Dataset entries
+--
PR #11854, opened 2018-10-18
Fix VV esil function comment no-newline

kazarmy:
Fix for the following problem:

31c95e8a-c4e3-4304-a003-16e0f8087ad4

specifically [line 4331](https://github.com/radare/radare2/compare/master...kazarmy:VV-esil-func-cmt-no_nl-fix?expand=1#diff-7b45b46dd8a84a924b91f34c2b1e6309R4331) should move `blx sym.imp.close` to a new line.


radare:
screenshot 2018-10-18 at 17 21 07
+--
§ What to work on
Check the records above and copy each line that has the string "kazarmy".

§ Response
kazarmy:
specifically [line 4331](https://github.com/radare/radare2/compare/master...kazarmy:VV-esil-func-cmt-no_nl-fix?expand=1#diff-7b45b46dd8a84a924b91f34c2b1e6309R4331) should move `blx sym.imp.close` to a new line.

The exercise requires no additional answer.